From the lab to the rack
Each of these milestones was reported in isolation, as a physics result. What changed is where the technology started going afterward. On May 4, 2016, IBM put the first quantum computer on the cloud, a five-qubit processor available to anyone with an internet connection. That decision created a developer community.
A decade later, the IBM cloud hosts 240,000 users and supports a network of 300 ecosystem partners. IBM's roadmap now extends through the early 2030s. The company plans to deliver its first fault-tolerant quantum computer, called Starling, in 2029, with 200 qubits running 100 million gates. By 2033, it envisions a 2,000-qubit system called Blue Jay, capable of running one billion gates.

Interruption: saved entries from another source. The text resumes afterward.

PR #16763, opened 2025-08-02
Make modNamespace's translatePath method null-safe

### LINKED ISSUE #16513: Namespace with a path set to null crashes ajax calls
### Summary
This is very much an edge case.

The code below will fail in PHP >= 8.1 if the path is null. If the 'path' or 'assets_path' of a namespace are null, this throws a deprecation warning (no warning if the value is empty). If it happens in a processor and the deprecation warning is returned, the JS will crash because the warning it not valid JSON. I think this only happens with an empty cache, because then MODX re-creates the namespace cache on every request.

This error also shows up in page content when the cache is empty.

It does not occur if display_errors is off or E_DEPRECATED errors are not caught. 

The two fields allow null to be set. Some extras that don't need an assets_path have it set to null. The only ones I know about are mine, but there may be others.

At its November 2025 Quantum Developer Conference, IBM unveiled progress toward delivering quantum advantage by the end of 2026 and fault-tolerant quantum computing by 2029. The IBM-RIKEN collaboration made the integration concrete. IBM and RIKEN unveiled the first IBM Quantum System Two deployed outside the U.S., and it was co-located with RIKEN's Fugaku supercomputer, one of the most powerful classical systems on Earth. The two machines ran a quantum chemistry problem in a closed loop, feeding data back and forth in an unbroken workflow.

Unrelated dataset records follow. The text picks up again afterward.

PR #16769, opened 2025-09-17
Fix addEventListener in core/components/*/bootstrap.php and allow anonymous functions

### LINKED ISSUE #16768: Support persistent event listeners in core/components/*/bootstrap.php and allow anonymous functions
### Summary

Support persistent event listeners registered by `$modx->addEventListener($eventname, $pluginId)` in `bootstrap.php` files and allow attaching anonymous functions as event handlers.

### Why is it needed?

In MODX 3, packages can use `bootstrap.php` for initialization, which is very convenient. However:

* When adding events with `$modx->addEventListener($event, $pluginId)` inside `bootstrap.php`, they do not work as expected because later the `eventMap` is reloaded and overwrites these changes.
* This forces developers to always create plugins even for simple cases, which adds unnecessary boilerplate.

Having the ability to:

1. Register persistent events directly in `bootstrap.php`.
2. Attach closures or callable functions as event handlers.

…would make package development cleaner and more flexible.

### Suggested solution(s)

1. Ensure that event listeners registered in `bootstrap.php` are not removed/overwritten when the `eventMap` is reinitialized.
2. Extend `$modx->addEventListener()` to support callbacks/closures, for example:

```php
$modx->addEventListener('OnWebPageInit', function($modx, $event) {
    // custom logic here
});
```

or create new method like `addEventListenerClosure`.

This would allow developers to bind logic directly in code without creating a separate plugin element.

### Related issue(s)/PR(s)

Not found yet.

OlegAnTo2000:
### What does it do?

This PR introduces **runtime and closure-based event listeners** with support for **priority** and **optional names** in `modX`.

I tried to leave 100% backward compatibility - we get a similar addEventListener syntax and correct operation of plugins and events, while getting a powerful tool for managing listeners in packages.

Main technical changes:

* Added two new internal maps:

  * `runtimeEventMap` — stores runtime listeners added via `addEventListener()` so they are not overwritten by `_initEventMap()`.
  * `closureEventMap` — stores closure-based listeners with `priority`, `name`, and `callback`.

* Added new method:

  ```php
  public function addEventListenerClosure(
      string $event,
      \Closure $callback,
      int $priority = 0,
      ?string $name = null,
      bool $replace = true
  ): bool
  ```

  This allows developers to register closure-based listeners with configurable execution order and optional unique names.

* Updated `invokeEvent()`:

  1. Executes persistent DB plugins (`eventMap`) as before.
  2. Executes runtime listeners (`runtimeEventMap`).
  3. Executes closure listeners (`closureEventMap`), sorted by priority (lower = earlier).

* Added universal removal method:

  ```php
  public function removeEventListenerClosure(
      ?string $event = null,
      ?int $priority = null,
      ?string $name = null
  ): bool
  ```

  Behavior:

  * If only `$event` is provided → remove listeners for that event.
  * If `$event` is null and `$name` provided → remove all listeners with that name across all events.
  * If `$event` is null and `$priority` provided → remove all listeners with that priority across all events.
  * If everything is null → clear all closure listeners.
  
 * Improved the `removeEventListener` method:
   - It can now remove listeners by plugin ID or all handlers if the plugin ID is not specified.
   - It also removes from the new runtime and closure event maps.
  
 * Clearing of `runtimeEventMap` and `closureEventMap` has been added to the old `removeAllEventListener` method.
  
 * Added `removeAllRuntimeEventListeners` method which clears new event maps `runtimeEventMap` and `closureEventMap`.

### Why is it needed?

Currently, `addEventListener()` writes into `$eventMap`, which is later reset by `_initEventMap()` when loading from DB. As a result, listeners registered in `bootstrap.php` or other runtime code are lost.

With this PR:

* Runtime listeners persist throughout the request lifecycle.
* Developers can attach closures without needing to define plugins in the database.
* Execution order is predictable thanks to `priority`.
* Closure Listeners can be easily replaced or removed by `name`, which simplifies package development and testing.

This feature makes it possible to extend MODX in a more lightweight and programmatic way.

---

### How to test

- Use regular modx project

- Go to project `core` directory and change `modX.php` file from my repo
  ```
  cd yourmodxroot/core
  curl https://raw.githubusercontent.com/OlegAnTo2000/revolution/fix-bootstrap-events/core/src/Revolution/modX.php -o src/Revolution/modX.php
  ```

- Download and install (or create your own) package with `bootstrap.php` file, for example pdoTools.

- **Register a closure listener in `core/components/yourextra/bootstrap.php`:**

   ```php
   $modx->addEventListenerClosure(
       'OnWebPagePrerender',
       function (array $params, \MODX\Revolution\modX $modx) {
           $output = &$modx->resource->_output;
           $output .= "\n<!-- TEST CLOSURE: " . date('Y-m-d H:i:s') . " -->";
           return null;
       },
       priority: 5,
       name: 'appendTestComment'
   );
   ```

   * Open any frontend page.
   * View page source.
   * Expected: the HTML ends with a comment like:

     ```html
     <!-- TEST CLOSURE: 2025-09-17 20:45:00 -->
     ```

- **Verify priority order:**

   ```php
   $modx->addEventListenerClosure(
       'OnWebPagePrerender',
       function (array $params, \MODX\Revolution\modX $modx) {
           $output = &$modx->resource->_output;
           $output .= "\n<!-- TEST CLOSURE 1: " . date('Y-m-d H:i:s') . " -->";
           return null;
       },
       priority: 5,
       name: 'appendTestComment',
       replace: false
   );
   $modx->addEventListenerClosure(
       'OnWebPagePrerender',
       function (array $params, \MODX\Revolution\modX $modx) {
           $output = &$modx->resource->_output;
           $output .= "\n<!-- TEST CLOSURE 2: " . date('Y-m-d H:i:s') . " -->";
           return null;
       },
       priority: 10,
       name: 'appendTestComment',
       replace: false
   );
   ```

   * Refresh the page.
   * Expected order:

     ```
     <!-- TEST CLOSURE 1 ... -->
     <!-- TEST CLOSURE 2 ... -->
     ```

   Swap priorities and confirm that order changes accordingly.
   
- **Test replace by name:**
   ```php
   $modx->addEventListenerClosure(
       'OnWebPagePrerender',
       function (array $params, \MODX\Revolution\modX $modx) {
           $output = &$modx->resource->_output;
           $output .= "\n<!-- TEST CLOSURE 1: " . date('Y-m-d H:i:s') . " -->";
           return null;
       },
       priority: 5,
       name: 'appendTestComment',
       replace: true // can be replaced
   );
   $modx->addEventListenerClosure(
       'OnWebPagePrerender',
       function (array $params, \MODX\Revolution\modX $modx) {
           $output = &$modx->resource->_output;
           $output .= "\n<!-- TEST CLOSURE 2: " . date('Y-m-d H:i:s') . " -->";
           return null;
       },
       priority: 10,
       name: 'appendTestComment',
       replace: true // can be replaced
   );
   ```
   * Refresh the page.
   * Only the second comment was expected:

     ```
     <!-- TEST CLOSURE 2 ... -->
     ```

- **Test removal by event:**

   ```php
   $modx->removeEventListenerClosure('OnWebPagePrerender');
   ```

   * Refresh the page.
   * Expected: no closure-based comments at all.

- **Test removal by name (global):**

   ```php
   $modx->removeEventListenerClosure(null, null, 'appendTestComment');
   ```

   * Only listeners named `appendComment` should be removed across all events.

- **Test removal by priority:**

   ```php
   $modx->removeEventListenerClosure(null, 5, null);
   ```

   * All closure listeners with priority 5 should be removed.

- **Test error handling:**

   ```php
   $modx->addEventListenerClosure('OnWebPagePrerender', function () {
       throw new \Exception("Boom!");
   }, name: 'errorTest');
   ```

   * Refresh the page.
   * Expected: page renders normally, but error log contains:

     ```
     [OnWebPagePrerender] Closure failed: Boom!
     ```

---

### Related issue(s)/PR(s)

Closes #16768

### DIFF
--- a/core/src/Revolution/modX.php
+++ b/core/src/Revolution/modX.php
@@ -119,6 +119,14 @@ class modX extends xPDO {
      * @var array A map of elements registered to specific events.
      */
     public $eventMap= null;
+    /** 
+     * @var array<string, array<int, string>> Runtime listeners added via addEventListener() 
+     */
+    protected $runtimeEventMap = [];
+    /**
+     *  @var array<string, array<int, \Closure>> Closure-based listeners added via addEventListenerClosure() 
+     */
+    protected $closureEventMap = [];
     /**
      * @var array A map of already processed Elements.
      */
@@ -1679,61 +1687,94 @@ class modX extends xPDO {
      * @param array $params Optional params provided to the elements registered with an event.
      * @return bool|array
      */
-    public function invokeEvent($eventName, array $params= []) {
-        if (!$eventName)
-            return false;
-        if ($this->eventMap === null && $this->context instanceof modContext)
+    public function invokeEvent($eventName, array $params = []) {
+        if (!$eventName) return false;
+    
+        // Initialize the map from the database if necessary
+        if ($this->eventMap === null && $this->context instanceof modContext) {
             $this->_initEventMap($this->context->get('key'));
-        if (!isset ($this->eventMap[$eventName])) {
-            //$this->log(modX::LOG_LEVEL_DEBUG,'System event '.$eventName.' was executed but does not exist.');
-            return false;
         }
-        $results= [];
-        if (count($this->eventMap[$eventName])) {
-            $this->event= new modSystemEvent();
-            foreach ($this->eventMap[$eventName] as $pluginId => $pluginPropset) {
+    
+        $results = [];
+    
+        // 1) Build a combined list of plugins: persistent (from the database) + runtime
+        $persistent = (isset($this->eventMap[$eventName]) && is_array($this->eventMap[$eventName]))
+            ? $this->eventMap[$eventName]
+            : [];
+    
+        $runtime = (!empty($this->runtimeEventMap[$eventName]) && is_array($this->runtimeEventMap[$eventName]))
+            ? $this->runtimeEventMap[$eventName]
+            : [];
+    
+        // Combine them so that persistent ones have priority (we do not allow duplicates for the same pluginId)
+        $combinedPlugins = $persistent + $runtime;
+    
+        // 2) Calling plugins (as before), but now using $combinedPlugins
+        if (!empty($combinedPlugins)) {
+            $this->event = new modSystemEvent();
+    
+            foreach ($combinedPlugins as $pluginId => $pluginPropset) {
                 /** @var modPlugin $plugin */
-                $plugin= null;
+                $plugin = null;
                 $this->Event = clone $this->event;
                 $this->event->resetEventObject();
-                $this->event->name= $eventName;
-                if (isset ($this->pluginCache[$pluginId])) {
-                    $plugin= $this->newObject(modPlugin::class);
+                $this->event->name = $eventName;
+    
+                if (isset($this->pluginCache[$pluginId])) {
+                    $plugin = $this->newObject(modPlugin::class);
                     $plugin->fromArray($this->pluginCache[$pluginId], '', true, true);
                     $plugin->_processed = false;
                     if ($plugin->get('disabled')) {
-                        $plugin= null;
+                        $plugin = null;
                     }
                 } else {
-                    $plugin= $this->getObject(modPlugin::class, ['id' => intval($pluginId), 'disabled' => '0'], true);
+                    $plugin = $this->getObject(modPlugin::class, ['id' => intval($pluginId), 'disabled' => '0'], true);
                 }
+    
                 if ($plugin && !$plugin->get('disabled')) {
                     $this->event->plugin =& $plugin;
-                    $this->event->activated= true;
-                    $this->event->activePlugin= $plugin->get('name');
-                    $this->event->propertySet= (($pspos = strpos($pluginPropset, ':')) >= 1) ? substr($pluginPropset, $pspos + 1) : '';
-
-                    /* merge in plugin properties */
-                    $eventParams = array_merge($plugin->getProperties(),$params);
-
-                    $msg= $plugin->process($eventParams);
-                    $results[]= $this->event->_output;
+                    $this->event->activated = true;
+                    $this->event->activePlugin = $plugin->get('name');
+                    $this->event->propertySet = (($pspos = strpos($pluginPropset, ':')) >= 1) ? substr($pluginPropset, $pspos + 1) : '';
+    
+                    $eventParams = array_merge($plugin->getProperties(), $params);
+    
+                    $msg = $plugin->process($eventParams);
+                    $results[] = $this->event->_output;
+    
                     if ($msg && is_string($msg)) {
                         $this->log(modX::LOG_LEVEL_ERROR, '[' . $this->event->name . ']' . $msg);
                     } elseif ($msg === false) {
                         $this->log(modX::LOG_LEVEL_ERROR, '[' . $this->event->name . '] Plugin ' . $plugin->name . ' failed!');
                     }
+    
                     $this->event->plugin = null;
-                    $this->event->activePlugin= '';
-                    $this->event->propertySet= '';
+                    $this->event->activePlugin = '';
+                    $this->event->propertySet = '';
                     if (!$this->event->isPropagatable()) {
                         break;
                     }
                 }
             }
         }
-        return $results;
+    
+        if (!empty($this->closureEventMap[$eventName])) {
+            usort($this->closureEventMap[$eventName], function ($a, $b) {
+                return $a['priority'] <=> $b['priority'];
+            });
+        
+            foreach ($this->closureEventMap[$eventName] as $listener) {
+                try {
+                    $results[] = $listener['callback']($params, $this);
+                } catch (\Throwable $e) {
+                    $this->log(modX::LOG_LEVEL_ERROR, "[{$eventName}] Closure failed: " . $e->getMessage());
+                }
+            }
+        }
+    
+        return $results ?: false;
     }
+    
 
     /**
      * Loads and runs a specific processor.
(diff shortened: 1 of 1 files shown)


core/src/Revolution/modX.php
```diff
@@ -2062,25 +2111,110 @@ public function logManagerAction($action, $class_key, $item, $userId = null) {
...
+     *                          If null/empty, and $name=null — clear entire closureEventMap.
+     * @param ?int    $priority If set, remove only listeners with this priority.
+     * @param ?string $name     If set, remove only listeners with this name.
+     * @return bool True if something was removed.
+     */
+    public function removeEventListenerClosure(?string $event = null, ?int $priority = null, ?string $name = null): bool
+    {
+        $removed = false;
+
+        // Ветка 1: полный wipe
```
rthrash, line 2177: Can we get all code comments in English, please?

core/src/Revolution/modX.php
```diff
@@ -2062,25 +2111,110 @@ public function logManagerAction($action, $class_key, $item, $userId = null) {
...
+        if (empty($event) && $name === null && $priority === null) {
+            $this->closureEventMap = [];
+            return true;
+        }
+
+        // Ветка 2: поиск по всем событиям (если event пустой, а имя или приоритет заданы)
```
rthrash: Same as above (in English please!)

core/src/Revolution/modX.php
Ibochkarev: @OlegAnTo2000 ping

Ibochkarev:
## Summary

Introduces **runtime and closure-based event listeners** in `modX` so that listeners registered in `bootstrap.php` or other runtime code are not overwritten by `_initEventMap()`. Adds `addEventListenerClosure()` for closure-based listeners with priority and optional names, plus `removeEventListenerClosure()` and `removeAllRuntimeEventListeners()` for management.

**Main changes:**
- `addEventListener()` now writes to `runtimeEventMap` instead of `eventMap`, preserving listeners across `_initEventMap()` calls.
- New `closureEventMap` and `closureEventSeq` for closure listeners with priority and stable ordering.
- `invokeEvent()` executes: 1) persistent DB plugins, 2) runtime listeners, 3) closure listeners (sorted by priority, then sequence).
- New methods: `addEventListenerClosure()`, `removeEventListenerClosure()`, `removeAllRuntimeEventListeners()`.

---

## Suggestions

### 1. Code comments must be in English

As noted by @rthrash, several comments are in Russian and should be translated:

- `// Ветка 1: полный wipe` → `// Branch 1: full wipe`
- `// Ветка 2: поиск по всем событиям (если event пустой, а имя или приоритет заданы)` → `// Branch 2: search across all events (when event is empty but name or priority is set)`
- `return true; // оставляем` → `return true; // keep`
- `return false; // совпал — удаляем` → `return false; // match — remove`

---

### 2. `invokeEvent()` return value — possible breaking change

**Current (original):** Returns `[]` when the event exists but no plugins run; returns `false` only when the event is not in `eventMap`.

**New (PR):** `return $results ?: false` — when `$results` is empty (`[]`), `false` is returned.

So for existing events with no listeners or no output, the PR now returns `false` instead of `[]`. Code that distinguishes “event not found” (`false`) from “event ran with no output” (`[]`) would be affected.

**Recommendation:** Preserve `[]` when the event exists and has run (even with no output):

```php
// At the end of invokeEvent()
return $results;
```

The original only returned `false` when `!isset($this->eventMap[$eventName])`. The new logic no longer has that early return; it builds `$persistent` and `$runtime` from the maps. If the event exists in any map, we should return `$results` (possibly `[]`). If it exists in none, return `false`. Suggested logic:

```php
$hasListeners = !empty($combinedPlugins) || !empty($this->closureEventMap[$eventName] ?? []);
return $hasListeners ? $results : false;
```

Or, to keep behavior closer to the original: return `false` only when the event is not registered anywhere:

```php
$eventExists = isset($this->eventMap[$eventName])
    || !empty($this->runtimeEventMap[$eventName] ?? [])
    || !empty($this->closureEventMap[$eventName] ?? []);
return $eventExists ? $results : false;
```

---

### 3. `removeEventListenerClosure()` — filter logic

The filter uses `$priority !== null && (int)$l['priority'] !== $priority` → keep. When both `$priority` and `$name` are provided, the logic keeps the listener if **either** condition fails (priority doesn’t match **or** name doesn’t match). So removal is by `$priority` **and** `$name` together.

**Recommendation:** Clarify in the docblock whether removal is by `$priority` **and** `$name` together, or by `$priority` **or** `$name`. If the intent is “remove all listeners matching both `$priority` and `$name` when both are set”, the current logic is correct. If the intent is “remove by priority OR by name when either is set”, the filter logic should be adjusted.

---

### 4. `closureEventMap` — in-place sort on every invoke

`usort()` is called on `$this->closureEventMap[$eventName]` on every `invokeEvent()` for that event. That mutates the array and re-sorts each time.

**Recommendation:** For performance, consider sorting only when listeners are added (or when a listener with a specific priority is added). For typical use cases, the current approach is acceptable.

---

### 5. `addEventListenerClosure()` — default priority

**Current:** `$priority = 10`.

**PR description:** “Lower = earlier execution (default 10)”.

**Recommendation:** Ensure the docblock is consistent with the PR description and that the default is intentional for the intended use cases.

---

### 6. `removeEventListener()` — closure removal when `$pluginId` is set

When `$pluginId` is non-zero, `removeEventListener()` removes only runtime listeners for that plugin. Closures are removed only when `$event` is set and `$pluginId` is 0:

```php
if (!empty($event) && isset($this->closureEventMap[$event]) && !intval($pluginId)) {
    unset($this->closureEventMap[$event]);
    $removed = true;
}
```

So `removeEventListener('OnWebPagePrerender', 123)` does not remove closures for that event. That is consistent with the idea that closures are not tied to plugin IDs.

---

## Assessment

### Strengths

- Fixes the core issue: listeners added in `bootstrap.php` or other runtime code are no longer lost when `_initEventMap()` runs.
- Closure-based listeners are a useful addition for packages and extensions.
- Priority and ordering are well-defined.
- Named listeners can be replaced or removed.
- Error handling for closures: exceptions are caught and logged, and the event continues.
- `removeEventListener()` and `removeAllEventListener()` correctly clear the new maps.

### Concerns

- Return value change: `[]` vs `false` for events with no listeners.
- Russian comments in code (should be English).
- Possible ambiguity in `removeEventListenerClosure()` when both `$priority` and `$name` are provided.

---

## Verdict

**Approve with minor changes** — recommend addressing:

1. Translate all Russian comments to English.
2. Clarify or adjust `invokeEvent()` return value to preserve backward compatibility when the event exists but no listeners run.
3. Add tests for `addEventListenerClosure`, `removeEventListenerClosure`, and priority ordering.

The feature is well-designed and aligns with the goals of #16768. The suggested changes are small and should improve clarity and compatibility.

That is not a demonstration of physics. It is a demonstration of computing architecture. NVIDIA, meanwhile, announced Ising, a family of open-source quantum AI models that span key quantum workloads, starting with calibration for automating the tuning of quantum processors and decoding for accelerating real-time quantum error correction. The premise is that GPUs should manage the classical bottlenecks, such as error correction and calibration, that limit quantum hardware. The models integrate with NVIDIA's CUDA-Q software platform and the NVQLink hardware interconnect to connect quantum processors to GPU systems.
What broke the framing
The "decade away" framing held because quantum computing remained a physics experiment. Progress was measured in qubit counts and gate fidelities, metrics legible to researchers but opaque to anyone planning infrastructure budgets. What disrupted it was not a single result but a convergence.
Microsoft designed a quantum processor to fit into standard server rack footprints. IBM put a quantum computer next to a classical supercomputer and ran real workloads between them. NVIDIA built AI models to enable quantum hardware to function reliably enough for deployment. These are not milestones in physics. They are milestones in engineering and integration.
In 2020, McKinsey estimated that 5,000 quantum computers would be operational by 2030, though the hardware and software needed to handle the most complex problems may not be available until 2035 or later. That sounds like the same old timeline. The difference is that the machines showing up in 2026 are not laboratory prototypes awaiting a physics discovery. They are processors connected to the existing computing infrastructure, sitting in data centers next to the CPUs and GPUs that run everything else.
The decade may still be about right. But for the first time, what it measures is an engineering schedule, not a physics hope.